PR #7202, opened 2025-11-28
7194 :  fix for markdown processing to KaTeX text to preserve newlines

omkarht:
## :bookmark_tabs: Summary

This PR fixes the issue where newlines were not being rendered in flowchart nodes containing KaTeX math equations. The fix ensures that markdown processing (which converts `\n` to `<br/>` tags) is applied to text with KaTeX, allowing newlines to work correctly in both plain text and markdown-formatted nodes with math equations.

Resolves #7194

## :straight_ruler: Design Decisions

Describe the way your implementation works or what design decisions you made if applicable.

### :clipboard: Tasks

Make sure you

- [ ] :book: have read the [contribution guidelines](https://mermaid.js.org/community/contributing.html)
- [ ] :computer: have added necessary unit/e2e tests.
- [ ] :notebook: have added documentation. Make sure [`MERMAID_RELEASE_VERSION`](https://mermaid.js.org/community/contributing.html#update-documentation) is used for all new features.
- [ ] :butterfly: If your PR makes a change that should be noted in one or more packages' changelogs, generate a changeset by running `pnpm changeset` and following the prompts. Changesets that add features should be `minor` and those that fix bugs should be `patch`. Please prefix changeset messages with `feat:`, `fix:`, or `chore:`.

PR #7962, opened 2026-07-12
fix: respect line breaks in labels containing KaTeX math

### LINKED ISSUE #7194: Impossible to add newlines to flowchart nodes with maths in them
### Description

When I write a graph with a node whose label contains an [equation](https://mermaid.js.org/config/math.html), it seems impossible to add manual linebreaks to the text, regardless of whether you try to put them inside the equation or outside it.

### Steps to reproduce

[Open on mermaid.live](https://mermaid.live/edit#pako:eNqFUMFqhDAU_BV5eBR5RmM00FN77KnHNgVDk11lTSJppNuK_95ot3tYCn2Hx8wwM49kgTenNHA4ejn1yeOTsEkyjXKwLwLGweoEN2VHhYDXjRjpT8p9bI7u1tJdPHuFkaH_qyaiND3fVSRNryq5Kb9ku__CPwchiw8YFPDgZ52B0d7IjcKyeQSEXhstgEeo9EHOYxAg7Bpjk7TPzpnfpHfzsQd-kON7ZPOkZNAPg4y_Y66q11Zpf-9mG4AXJcO9BfgCZ-BlUeYlZQ2pKlojZWWdwSfwiuYUEQnG3Rakaes1g6_9MOYNq9o4rKUFtohs_QYhZXt0)

### Screenshots

Image

### Code Sample

```text
graph TD
  plain["line 0
  line 1"]
  markdown["`line 0
  line 1`"]
  plainmath["line 0
  line 1
  $$x=42$$
  line 2"]
  markdownmath["`line 0
  line 1
  $$x=42$$
  `"]
```

### Setup

- Mermaid version: v11.12.0
- Browser and Version: Safari 26.1

### Suggested Solutions

_No response_

### Additional Context

_No response_

### LINKED ISSUE #7873: `<br/>` line breaks are ignored in flowchart labels containing `$$` math expressions
### Description

In Mermaid flowcharts, HTML line breaks created with `<br/>` work correctly in regular node labels. However, when the content following the line break is wrapped in display-math delimiters (`$$...$$`), the line break is not rendered.

This appears to be an interaction between Mermaid's label rendering and its math-rendering pipeline. The expected behavior is for the text and equation to appear on separate lines, consistently with labels that do not contain math expressions.

### Steps to reproduce

1. Create a Mermaid flowchart containing a node label with a `<br/>` line break and regular text:

   ```mermaid
   flowchart LR
       X["Input<br/>x"] --> Y["Output<br/>f(x)"]
   ```

2. Verify that `x` and `f(x)` are rendered on a new line.

3. Replace the regular text with expressions wrapped in `$$` delimiters:

   ```mermaid
   flowchart LR
       X["Input<br/>$$x$$"] --> Y["Output<br/>$$f(x)$$"]
   ```

4. Render the diagram.

**Expected behavior**

The equations should appear on a new line below `Input` and `Output`.

**Actual behavior**

The `<br/>` line break is not respected when the label contains a `$$...$$` math expression.

YBJ0000:
## :bookmark_tabs: Summary

In flowchart labels, line breaks stopped working as soon as the label also contained a `$$…$$` KaTeX expression. `Input<br/>$$x$$` rendered as a single line `Inputx`, and a hard-wrapped label such as

```
plainmath["line 0
line 1
$$x=42$$"]
```

collapsed onto one line too — while the same labels without math broke into separate lines as expected.

Resolves #7873
Resolves #7194

`renderKatexUnsanitized` already handles multi-line labels: it splits the text on `<br/>` and wraps each line in its own `<div>` (this is how sequence diagrams render multi-line KaTeX labels today). Two separate things prevented labels from reaching it in that shape.

**`<br/>` was destroyed before rendering (#7873).** `addHtmlSpan` replaced every `<br/>` with `\n` *before* calling `renderKatexSanitized`. After that replacement the split never finds anything, the whole label lands in one `<div>`, and the literal newline renders as nothing in HTML. Fixed by passing the label through unchanged.

**Hard line breaks never became `<br/>` (#7194).** The flowchart lexer (`<string>[^"]+` in `flow.jison`) returns node text verbatim, so a hard-wrapped label arrives at `createText` with literal `\n`. For labels without math, `markdownToHTML` / `nonMarkdownToHTML` convert those to `<br/>`, but the KaTeX branch bypasses both (`label: hasKatex(text) ? inputForKatex : …`). Fixed by applying the same `\n` → `<br/>` rule that `markdownToHTML` uses for plain-text tokens.

The second half of this fix follows @omkarht's diagnosis in #7202 — credit to them for locating the `inputForKatex` path. I used the narrow `replace(/\n */g, '<br/>')` rather than running the label through `markdownToHTML`, because the latter wraps the label in `<p>`, and since `renderKatexUnsanitized` then splits on `<br/>`, the opening and closing `<p>` tags end up in different `<div>`s. Note also that #7202 cannot take effect on its own: on current `develop` the `<br/>` it produces are immediately converted back to `\n` by `addHtmlSpan`, so the two edits cancel out. Removing that `replace` is the prerequisite.

Multi-line math inside a single `$$…$$` is unaffected — `katexRegex` has no `s` flag, so such text is not detected as KaTeX and never enters this branch.

Verified in the demo server that both forms now render on separate rows, matching the control diagrams without math, and that single-line math labels are unaffected.

Four unit tests cover: a text line + math line via `<br/>`, two math lines via `<br/>`, a hard-wrapped label ending in math, and math followed by a hard line break.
§ §
» ACTIVITY: Above are the records; copy every line in them that holds the word "processing".

» RESPONSE BELOW:
7194 :  fix for markdown processing to KaTeX text to preserve newlines
This PR fixes the issue where newlines were not being rendered in flowchart nodes containing KaTeX math equations. The fix ensures that markdown processing (which converts `\n` to `<br/>` tags) is applied to text with KaTeX, allowing newlines to work correctly in both plain text and markdown-formatted nodes with math equations.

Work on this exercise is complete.